Copy exactly the lines from the start of the data below through the one that carries "Some combine elements", and only those.

### Records provided

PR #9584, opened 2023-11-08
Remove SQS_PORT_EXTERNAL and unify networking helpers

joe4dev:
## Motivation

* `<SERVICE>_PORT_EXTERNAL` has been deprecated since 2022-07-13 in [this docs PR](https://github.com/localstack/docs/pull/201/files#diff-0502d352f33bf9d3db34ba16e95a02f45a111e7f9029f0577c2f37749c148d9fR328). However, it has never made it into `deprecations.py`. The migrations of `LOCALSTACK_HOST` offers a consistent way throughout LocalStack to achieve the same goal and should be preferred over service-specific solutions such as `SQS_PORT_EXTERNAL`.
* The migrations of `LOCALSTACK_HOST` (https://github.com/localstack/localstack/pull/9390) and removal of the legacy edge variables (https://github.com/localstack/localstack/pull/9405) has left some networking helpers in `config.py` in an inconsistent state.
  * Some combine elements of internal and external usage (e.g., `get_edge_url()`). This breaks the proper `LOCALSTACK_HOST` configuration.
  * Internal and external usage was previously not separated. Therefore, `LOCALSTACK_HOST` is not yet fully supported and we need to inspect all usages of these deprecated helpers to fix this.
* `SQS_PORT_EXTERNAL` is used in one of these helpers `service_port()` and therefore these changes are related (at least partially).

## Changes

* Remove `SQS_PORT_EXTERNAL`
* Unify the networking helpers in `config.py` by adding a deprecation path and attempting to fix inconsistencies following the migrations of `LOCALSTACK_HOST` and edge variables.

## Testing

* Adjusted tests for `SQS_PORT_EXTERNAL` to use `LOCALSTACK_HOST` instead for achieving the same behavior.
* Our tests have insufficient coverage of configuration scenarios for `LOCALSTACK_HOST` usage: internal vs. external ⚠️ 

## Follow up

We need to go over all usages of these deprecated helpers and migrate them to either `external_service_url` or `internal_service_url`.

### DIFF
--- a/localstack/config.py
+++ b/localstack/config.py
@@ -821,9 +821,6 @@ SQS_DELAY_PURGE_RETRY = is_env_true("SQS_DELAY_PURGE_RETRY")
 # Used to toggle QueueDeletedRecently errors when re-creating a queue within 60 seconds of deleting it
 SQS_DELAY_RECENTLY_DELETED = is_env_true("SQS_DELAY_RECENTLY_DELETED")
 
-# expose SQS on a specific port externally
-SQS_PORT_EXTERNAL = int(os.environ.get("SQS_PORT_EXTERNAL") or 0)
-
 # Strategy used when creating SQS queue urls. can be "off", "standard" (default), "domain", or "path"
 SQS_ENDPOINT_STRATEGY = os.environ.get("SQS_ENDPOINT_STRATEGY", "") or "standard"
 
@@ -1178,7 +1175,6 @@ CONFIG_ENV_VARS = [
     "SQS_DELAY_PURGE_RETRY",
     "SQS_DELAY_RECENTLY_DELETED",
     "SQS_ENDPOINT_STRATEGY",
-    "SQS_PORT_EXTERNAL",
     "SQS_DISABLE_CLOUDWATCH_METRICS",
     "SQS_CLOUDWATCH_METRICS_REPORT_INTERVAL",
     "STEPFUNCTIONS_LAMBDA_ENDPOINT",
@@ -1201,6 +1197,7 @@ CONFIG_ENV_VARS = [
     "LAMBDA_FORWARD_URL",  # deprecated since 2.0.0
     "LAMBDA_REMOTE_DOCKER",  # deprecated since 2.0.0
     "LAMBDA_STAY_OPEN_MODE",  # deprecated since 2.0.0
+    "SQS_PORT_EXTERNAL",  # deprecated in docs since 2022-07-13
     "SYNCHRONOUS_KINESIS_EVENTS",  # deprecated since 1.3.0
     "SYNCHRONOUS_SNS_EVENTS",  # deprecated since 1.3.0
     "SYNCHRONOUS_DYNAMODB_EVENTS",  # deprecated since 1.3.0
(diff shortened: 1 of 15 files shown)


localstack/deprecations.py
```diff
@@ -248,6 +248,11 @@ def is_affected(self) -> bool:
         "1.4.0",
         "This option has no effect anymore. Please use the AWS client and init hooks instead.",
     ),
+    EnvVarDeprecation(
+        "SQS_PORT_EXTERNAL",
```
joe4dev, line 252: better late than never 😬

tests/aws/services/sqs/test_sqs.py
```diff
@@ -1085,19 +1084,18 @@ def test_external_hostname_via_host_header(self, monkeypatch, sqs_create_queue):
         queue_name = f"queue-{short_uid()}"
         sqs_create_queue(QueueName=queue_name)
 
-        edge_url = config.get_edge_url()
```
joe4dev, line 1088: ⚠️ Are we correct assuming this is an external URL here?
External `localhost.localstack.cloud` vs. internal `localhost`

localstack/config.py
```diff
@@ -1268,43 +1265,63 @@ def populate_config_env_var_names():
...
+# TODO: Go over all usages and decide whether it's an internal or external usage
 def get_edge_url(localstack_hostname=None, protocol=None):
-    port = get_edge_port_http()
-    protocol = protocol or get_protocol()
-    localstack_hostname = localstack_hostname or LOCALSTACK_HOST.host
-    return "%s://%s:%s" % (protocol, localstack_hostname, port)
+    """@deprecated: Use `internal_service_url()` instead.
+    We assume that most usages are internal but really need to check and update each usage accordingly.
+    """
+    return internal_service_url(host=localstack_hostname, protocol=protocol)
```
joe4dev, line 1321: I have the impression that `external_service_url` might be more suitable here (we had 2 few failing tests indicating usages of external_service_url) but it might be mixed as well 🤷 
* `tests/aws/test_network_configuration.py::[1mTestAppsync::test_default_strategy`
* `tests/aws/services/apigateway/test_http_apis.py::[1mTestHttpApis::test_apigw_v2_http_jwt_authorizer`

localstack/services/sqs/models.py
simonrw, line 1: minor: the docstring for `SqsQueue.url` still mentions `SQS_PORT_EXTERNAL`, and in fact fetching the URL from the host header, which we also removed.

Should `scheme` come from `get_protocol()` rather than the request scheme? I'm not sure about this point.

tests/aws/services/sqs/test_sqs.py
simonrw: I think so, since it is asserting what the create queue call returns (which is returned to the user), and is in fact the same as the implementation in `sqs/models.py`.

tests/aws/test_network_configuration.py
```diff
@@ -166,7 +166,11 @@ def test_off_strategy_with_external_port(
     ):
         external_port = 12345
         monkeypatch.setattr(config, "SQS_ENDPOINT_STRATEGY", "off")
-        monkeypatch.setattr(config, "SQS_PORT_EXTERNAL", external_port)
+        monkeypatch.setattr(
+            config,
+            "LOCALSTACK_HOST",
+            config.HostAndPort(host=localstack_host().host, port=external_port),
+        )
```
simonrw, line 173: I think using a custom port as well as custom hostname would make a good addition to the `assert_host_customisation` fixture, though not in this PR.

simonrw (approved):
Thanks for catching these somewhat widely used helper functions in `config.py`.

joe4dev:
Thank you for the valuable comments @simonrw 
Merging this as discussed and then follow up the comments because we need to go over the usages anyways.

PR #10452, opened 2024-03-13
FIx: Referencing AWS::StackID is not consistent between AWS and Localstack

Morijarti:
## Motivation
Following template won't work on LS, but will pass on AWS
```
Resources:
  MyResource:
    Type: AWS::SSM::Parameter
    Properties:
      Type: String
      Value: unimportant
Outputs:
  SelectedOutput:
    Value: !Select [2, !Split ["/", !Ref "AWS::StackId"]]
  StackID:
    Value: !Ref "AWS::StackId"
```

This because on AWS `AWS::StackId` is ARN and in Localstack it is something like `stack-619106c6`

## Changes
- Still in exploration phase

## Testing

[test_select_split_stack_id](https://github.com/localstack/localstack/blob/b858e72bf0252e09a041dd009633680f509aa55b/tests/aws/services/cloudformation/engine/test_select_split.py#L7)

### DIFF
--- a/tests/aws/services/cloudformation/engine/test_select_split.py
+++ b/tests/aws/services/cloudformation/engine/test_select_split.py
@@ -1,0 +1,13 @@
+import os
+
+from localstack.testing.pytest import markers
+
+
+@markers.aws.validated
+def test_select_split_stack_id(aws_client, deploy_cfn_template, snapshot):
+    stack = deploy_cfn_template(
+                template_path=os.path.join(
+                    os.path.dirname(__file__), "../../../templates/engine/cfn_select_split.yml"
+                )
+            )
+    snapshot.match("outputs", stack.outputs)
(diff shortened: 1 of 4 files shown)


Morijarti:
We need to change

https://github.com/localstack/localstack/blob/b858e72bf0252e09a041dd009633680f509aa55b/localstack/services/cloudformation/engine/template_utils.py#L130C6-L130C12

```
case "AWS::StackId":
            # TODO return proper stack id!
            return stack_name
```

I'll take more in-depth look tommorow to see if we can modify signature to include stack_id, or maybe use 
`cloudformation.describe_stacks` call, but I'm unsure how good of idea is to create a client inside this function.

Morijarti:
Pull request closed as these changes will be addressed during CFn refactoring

######

Your solution>
PR #9584, opened 2023-11-08
Remove SQS_PORT_EXTERNAL and unify networking helpers

joe4dev:
## Motivation

* `<SERVICE>_PORT_EXTERNAL` has been deprecated since 2022-07-13 in [this docs PR](https://github.com/localstack/docs/pull/201/files#diff-0502d352f33bf9d3db34ba16e95a02f45a111e7f9029f0577c2f37749c148d9fR328). However, it has never made it into `deprecations.py`. The migrations of `LOCALSTACK_HOST` offers a consistent way throughout LocalStack to achieve the same goal and should be preferred over service-specific solutions such as `SQS_PORT_EXTERNAL`.
* The migrations of `LOCALSTACK_HOST` (https://github.com/localstack/localstack/pull/9390) and removal of the legacy edge variables (https://github.com/localstack/localstack/pull/9405) has left some networking helpers in `config.py` in an inconsistent state.
  * Some combine elements of internal and external usage (e.g., `get_edge_url()`). This breaks the proper `LOCALSTACK_HOST` configuration.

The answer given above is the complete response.